▸ **Data records**:
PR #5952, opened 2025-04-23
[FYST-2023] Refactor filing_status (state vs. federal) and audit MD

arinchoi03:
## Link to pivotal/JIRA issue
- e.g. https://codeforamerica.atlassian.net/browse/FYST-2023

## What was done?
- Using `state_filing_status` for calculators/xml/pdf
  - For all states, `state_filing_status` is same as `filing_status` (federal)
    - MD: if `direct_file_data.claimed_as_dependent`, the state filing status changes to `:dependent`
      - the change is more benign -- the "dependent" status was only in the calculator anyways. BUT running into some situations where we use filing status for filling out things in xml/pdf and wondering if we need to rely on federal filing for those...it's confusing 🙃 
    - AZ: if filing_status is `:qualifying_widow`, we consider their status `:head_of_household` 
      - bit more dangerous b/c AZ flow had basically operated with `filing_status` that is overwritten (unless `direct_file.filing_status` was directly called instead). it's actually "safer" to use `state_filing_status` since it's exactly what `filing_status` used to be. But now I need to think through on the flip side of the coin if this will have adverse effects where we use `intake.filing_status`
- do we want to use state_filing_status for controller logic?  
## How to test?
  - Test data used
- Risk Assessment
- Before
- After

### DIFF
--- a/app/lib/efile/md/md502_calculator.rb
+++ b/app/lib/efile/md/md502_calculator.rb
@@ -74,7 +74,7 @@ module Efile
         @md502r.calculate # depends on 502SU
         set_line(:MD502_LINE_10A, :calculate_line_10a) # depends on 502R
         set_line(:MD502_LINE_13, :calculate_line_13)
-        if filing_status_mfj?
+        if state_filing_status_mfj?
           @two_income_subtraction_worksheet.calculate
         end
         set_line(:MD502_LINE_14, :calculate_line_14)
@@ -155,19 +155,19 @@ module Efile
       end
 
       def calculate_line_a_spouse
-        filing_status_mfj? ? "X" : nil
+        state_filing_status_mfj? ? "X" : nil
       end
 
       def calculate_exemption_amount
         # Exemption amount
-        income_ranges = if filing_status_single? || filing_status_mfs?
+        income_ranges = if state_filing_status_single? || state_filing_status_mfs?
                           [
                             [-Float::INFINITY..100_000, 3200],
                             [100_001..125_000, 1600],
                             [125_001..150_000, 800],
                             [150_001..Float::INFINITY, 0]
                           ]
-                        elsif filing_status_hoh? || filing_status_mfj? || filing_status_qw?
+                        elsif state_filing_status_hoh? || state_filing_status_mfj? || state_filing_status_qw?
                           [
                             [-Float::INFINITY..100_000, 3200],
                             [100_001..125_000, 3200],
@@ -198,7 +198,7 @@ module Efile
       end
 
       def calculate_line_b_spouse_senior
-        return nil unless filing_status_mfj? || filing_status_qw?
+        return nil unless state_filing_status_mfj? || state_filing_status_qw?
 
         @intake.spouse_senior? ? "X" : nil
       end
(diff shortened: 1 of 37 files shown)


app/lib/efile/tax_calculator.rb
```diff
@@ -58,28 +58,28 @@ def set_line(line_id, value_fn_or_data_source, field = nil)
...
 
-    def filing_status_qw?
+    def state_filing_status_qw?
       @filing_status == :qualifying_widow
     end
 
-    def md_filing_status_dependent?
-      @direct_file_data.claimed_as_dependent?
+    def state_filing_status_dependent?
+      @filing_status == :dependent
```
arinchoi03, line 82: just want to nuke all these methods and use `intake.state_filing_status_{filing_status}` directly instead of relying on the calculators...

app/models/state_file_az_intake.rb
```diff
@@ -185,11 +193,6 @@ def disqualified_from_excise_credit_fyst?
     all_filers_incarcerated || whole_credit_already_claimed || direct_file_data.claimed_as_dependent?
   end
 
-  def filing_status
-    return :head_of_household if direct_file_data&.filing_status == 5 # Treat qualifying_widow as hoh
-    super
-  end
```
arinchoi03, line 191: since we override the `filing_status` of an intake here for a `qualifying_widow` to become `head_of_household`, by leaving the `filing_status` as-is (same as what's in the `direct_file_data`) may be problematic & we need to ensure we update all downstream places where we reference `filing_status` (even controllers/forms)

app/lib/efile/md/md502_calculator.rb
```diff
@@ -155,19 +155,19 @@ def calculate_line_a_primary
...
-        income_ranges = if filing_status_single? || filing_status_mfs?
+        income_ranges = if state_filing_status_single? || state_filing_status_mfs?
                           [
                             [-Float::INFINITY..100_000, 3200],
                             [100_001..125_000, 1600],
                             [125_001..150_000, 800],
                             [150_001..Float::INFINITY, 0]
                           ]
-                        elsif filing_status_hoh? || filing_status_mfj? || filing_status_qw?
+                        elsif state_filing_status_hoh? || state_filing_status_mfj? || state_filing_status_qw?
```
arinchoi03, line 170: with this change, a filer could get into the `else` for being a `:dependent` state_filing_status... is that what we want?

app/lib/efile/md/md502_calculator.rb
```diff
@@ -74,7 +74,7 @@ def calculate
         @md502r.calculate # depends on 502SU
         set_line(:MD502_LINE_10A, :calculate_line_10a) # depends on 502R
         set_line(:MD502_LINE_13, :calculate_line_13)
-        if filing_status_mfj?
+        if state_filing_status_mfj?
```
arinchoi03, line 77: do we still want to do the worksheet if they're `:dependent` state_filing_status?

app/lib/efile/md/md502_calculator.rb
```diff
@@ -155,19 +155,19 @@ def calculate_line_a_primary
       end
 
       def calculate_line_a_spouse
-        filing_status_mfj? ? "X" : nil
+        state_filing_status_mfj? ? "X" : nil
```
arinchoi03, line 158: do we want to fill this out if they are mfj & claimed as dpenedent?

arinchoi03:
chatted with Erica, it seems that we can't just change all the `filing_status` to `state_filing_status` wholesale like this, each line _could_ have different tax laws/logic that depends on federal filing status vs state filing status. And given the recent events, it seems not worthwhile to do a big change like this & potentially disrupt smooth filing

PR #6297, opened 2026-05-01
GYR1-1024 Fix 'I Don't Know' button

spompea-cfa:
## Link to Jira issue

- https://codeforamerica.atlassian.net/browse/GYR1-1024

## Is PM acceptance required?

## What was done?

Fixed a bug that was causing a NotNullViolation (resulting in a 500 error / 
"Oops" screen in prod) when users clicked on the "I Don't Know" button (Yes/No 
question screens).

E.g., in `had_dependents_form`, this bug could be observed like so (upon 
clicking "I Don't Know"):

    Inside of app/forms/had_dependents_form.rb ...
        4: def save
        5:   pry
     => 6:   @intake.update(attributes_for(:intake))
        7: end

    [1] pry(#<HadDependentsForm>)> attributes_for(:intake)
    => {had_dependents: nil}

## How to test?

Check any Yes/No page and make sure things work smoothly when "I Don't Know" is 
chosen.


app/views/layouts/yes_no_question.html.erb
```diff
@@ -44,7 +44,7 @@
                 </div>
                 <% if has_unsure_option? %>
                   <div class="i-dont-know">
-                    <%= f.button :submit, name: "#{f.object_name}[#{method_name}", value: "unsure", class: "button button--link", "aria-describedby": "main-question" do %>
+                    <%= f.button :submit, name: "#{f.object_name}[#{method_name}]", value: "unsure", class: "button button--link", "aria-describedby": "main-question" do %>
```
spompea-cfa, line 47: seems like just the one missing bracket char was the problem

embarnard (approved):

--

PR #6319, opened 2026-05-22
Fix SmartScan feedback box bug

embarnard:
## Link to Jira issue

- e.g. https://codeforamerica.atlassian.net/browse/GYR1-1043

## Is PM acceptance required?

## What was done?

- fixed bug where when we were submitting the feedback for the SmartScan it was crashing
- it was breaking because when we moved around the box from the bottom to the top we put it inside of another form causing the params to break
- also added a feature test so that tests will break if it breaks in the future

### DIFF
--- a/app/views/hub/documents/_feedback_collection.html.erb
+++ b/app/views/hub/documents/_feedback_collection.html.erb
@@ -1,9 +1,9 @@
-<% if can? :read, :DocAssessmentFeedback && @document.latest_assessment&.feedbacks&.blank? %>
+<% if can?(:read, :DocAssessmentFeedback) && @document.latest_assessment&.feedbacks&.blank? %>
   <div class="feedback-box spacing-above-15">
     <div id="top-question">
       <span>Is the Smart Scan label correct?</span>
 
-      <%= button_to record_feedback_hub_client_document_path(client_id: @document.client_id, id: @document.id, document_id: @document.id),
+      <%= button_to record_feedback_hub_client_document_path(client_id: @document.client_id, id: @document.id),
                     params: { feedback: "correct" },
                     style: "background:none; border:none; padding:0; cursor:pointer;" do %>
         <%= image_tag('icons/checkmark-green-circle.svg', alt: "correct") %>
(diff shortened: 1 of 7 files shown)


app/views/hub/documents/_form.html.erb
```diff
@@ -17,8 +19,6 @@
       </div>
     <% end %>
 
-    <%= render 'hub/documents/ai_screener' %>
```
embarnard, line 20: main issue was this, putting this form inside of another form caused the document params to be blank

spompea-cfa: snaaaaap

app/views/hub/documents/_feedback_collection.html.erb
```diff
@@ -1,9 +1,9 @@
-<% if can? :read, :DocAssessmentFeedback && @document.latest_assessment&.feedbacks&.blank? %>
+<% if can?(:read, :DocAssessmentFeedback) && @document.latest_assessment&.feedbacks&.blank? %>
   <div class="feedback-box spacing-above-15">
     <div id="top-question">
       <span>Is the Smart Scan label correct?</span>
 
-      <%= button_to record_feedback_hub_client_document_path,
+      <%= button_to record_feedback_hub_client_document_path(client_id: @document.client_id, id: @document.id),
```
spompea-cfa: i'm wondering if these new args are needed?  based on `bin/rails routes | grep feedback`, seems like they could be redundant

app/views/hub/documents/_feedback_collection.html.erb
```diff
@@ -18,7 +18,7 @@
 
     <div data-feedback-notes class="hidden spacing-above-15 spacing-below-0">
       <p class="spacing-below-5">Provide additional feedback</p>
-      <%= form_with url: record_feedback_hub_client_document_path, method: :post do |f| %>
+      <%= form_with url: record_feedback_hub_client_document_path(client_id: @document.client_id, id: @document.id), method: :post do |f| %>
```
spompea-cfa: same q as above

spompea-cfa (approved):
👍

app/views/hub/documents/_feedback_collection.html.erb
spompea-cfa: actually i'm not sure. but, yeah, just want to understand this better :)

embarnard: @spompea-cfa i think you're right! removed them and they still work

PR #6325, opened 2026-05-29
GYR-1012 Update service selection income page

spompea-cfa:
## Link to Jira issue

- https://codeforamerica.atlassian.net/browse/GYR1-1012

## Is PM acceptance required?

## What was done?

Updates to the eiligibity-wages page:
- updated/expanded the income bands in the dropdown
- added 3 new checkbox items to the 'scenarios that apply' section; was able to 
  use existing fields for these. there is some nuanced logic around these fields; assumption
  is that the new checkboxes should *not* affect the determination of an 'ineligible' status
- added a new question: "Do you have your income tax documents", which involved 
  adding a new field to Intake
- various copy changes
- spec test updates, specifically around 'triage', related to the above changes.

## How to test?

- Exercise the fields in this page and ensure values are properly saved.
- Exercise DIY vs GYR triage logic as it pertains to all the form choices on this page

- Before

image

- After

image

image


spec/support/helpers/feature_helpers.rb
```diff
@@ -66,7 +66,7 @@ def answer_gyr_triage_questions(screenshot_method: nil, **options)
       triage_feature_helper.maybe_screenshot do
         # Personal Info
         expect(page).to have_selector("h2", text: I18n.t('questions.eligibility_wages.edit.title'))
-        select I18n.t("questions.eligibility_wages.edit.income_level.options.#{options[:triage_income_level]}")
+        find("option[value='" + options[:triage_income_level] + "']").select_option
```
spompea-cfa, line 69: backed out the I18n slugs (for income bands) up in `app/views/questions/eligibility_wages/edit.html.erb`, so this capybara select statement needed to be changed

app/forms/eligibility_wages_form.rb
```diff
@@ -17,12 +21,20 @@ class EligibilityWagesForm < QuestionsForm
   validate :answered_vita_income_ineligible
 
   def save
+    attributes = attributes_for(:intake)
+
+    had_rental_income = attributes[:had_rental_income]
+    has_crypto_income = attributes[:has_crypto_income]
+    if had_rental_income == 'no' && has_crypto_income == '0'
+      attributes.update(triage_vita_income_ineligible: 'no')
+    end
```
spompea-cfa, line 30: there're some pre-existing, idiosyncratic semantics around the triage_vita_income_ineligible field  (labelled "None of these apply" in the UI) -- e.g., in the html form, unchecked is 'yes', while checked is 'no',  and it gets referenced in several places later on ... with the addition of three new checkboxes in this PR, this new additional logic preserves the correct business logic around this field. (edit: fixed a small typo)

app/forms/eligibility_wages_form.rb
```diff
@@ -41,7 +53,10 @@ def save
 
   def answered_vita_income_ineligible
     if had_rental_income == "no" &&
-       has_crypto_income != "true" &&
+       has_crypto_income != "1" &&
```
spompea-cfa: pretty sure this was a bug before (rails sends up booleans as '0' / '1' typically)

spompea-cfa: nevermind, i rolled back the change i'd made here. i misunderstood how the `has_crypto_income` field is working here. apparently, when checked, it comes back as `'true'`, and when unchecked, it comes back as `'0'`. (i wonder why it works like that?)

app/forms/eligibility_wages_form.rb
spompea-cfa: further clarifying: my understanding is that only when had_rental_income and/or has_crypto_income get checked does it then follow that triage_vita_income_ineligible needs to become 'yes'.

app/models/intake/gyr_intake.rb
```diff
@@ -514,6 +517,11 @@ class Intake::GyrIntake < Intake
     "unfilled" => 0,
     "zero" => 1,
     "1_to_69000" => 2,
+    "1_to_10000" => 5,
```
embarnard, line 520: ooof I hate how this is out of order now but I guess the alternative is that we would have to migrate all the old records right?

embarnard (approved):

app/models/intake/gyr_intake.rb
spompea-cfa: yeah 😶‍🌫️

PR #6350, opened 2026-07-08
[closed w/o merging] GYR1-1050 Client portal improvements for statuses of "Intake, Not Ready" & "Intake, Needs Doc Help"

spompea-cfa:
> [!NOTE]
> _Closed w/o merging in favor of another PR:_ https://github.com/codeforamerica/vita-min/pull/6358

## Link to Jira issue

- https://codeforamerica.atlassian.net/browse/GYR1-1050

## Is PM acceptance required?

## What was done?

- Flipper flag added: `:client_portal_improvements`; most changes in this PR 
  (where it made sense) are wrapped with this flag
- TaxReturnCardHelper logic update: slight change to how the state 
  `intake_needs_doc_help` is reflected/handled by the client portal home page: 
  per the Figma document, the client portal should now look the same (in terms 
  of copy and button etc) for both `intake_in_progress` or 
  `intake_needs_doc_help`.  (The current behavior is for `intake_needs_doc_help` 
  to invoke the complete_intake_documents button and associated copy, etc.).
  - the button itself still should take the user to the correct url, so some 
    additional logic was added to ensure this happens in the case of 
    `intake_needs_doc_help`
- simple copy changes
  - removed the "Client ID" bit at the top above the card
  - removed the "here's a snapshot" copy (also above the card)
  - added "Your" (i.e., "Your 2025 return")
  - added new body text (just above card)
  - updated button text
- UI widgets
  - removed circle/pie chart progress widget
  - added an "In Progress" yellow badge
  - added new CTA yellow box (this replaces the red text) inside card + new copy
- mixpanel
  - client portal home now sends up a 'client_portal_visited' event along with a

▸ **Task to carry out**:
The range runs from the line above containing "PR #5952, opened 2025-04-23" to the line containing "- bit more dangerous", inclusive. Restate those lines word for word and no others.

▸ **Answer to the exercise**:
PR #5952, opened 2025-04-23
[FYST-2023] Refactor filing_status (state vs. federal) and audit MD

arinchoi03:
## Link to pivotal/JIRA issue
- e.g. https://codeforamerica.atlassian.net/browse/FYST-2023

## What was done?
- Using `state_filing_status` for calculators/xml/pdf
  - For all states, `state_filing_status` is same as `filing_status` (federal)
    - MD: if `direct_file_data.claimed_as_dependent`, the state filing status changes to `:dependent`
      - the change is more benign -- the "dependent" status was only in the calculator anyways. BUT running into some situations where we use filing status for filling out things in xml/pdf and wondering if we need to rely on federal filing for those...it's confusing 🙃 
    - AZ: if filing_status is `:qualifying_widow`, we consider their status `:head_of_household` 
      - bit more dangerous b/c AZ flow had basically operated with `filing_status` that is overwritten (unless `direct_file.filing_status` was directly called instead). it's actually "safer" to use `state_filing_status` since it's exactly what `filing_status` used to be. But now I need to think through on the flip side of the coin if this will have adverse effects where we use `intake.filing_status`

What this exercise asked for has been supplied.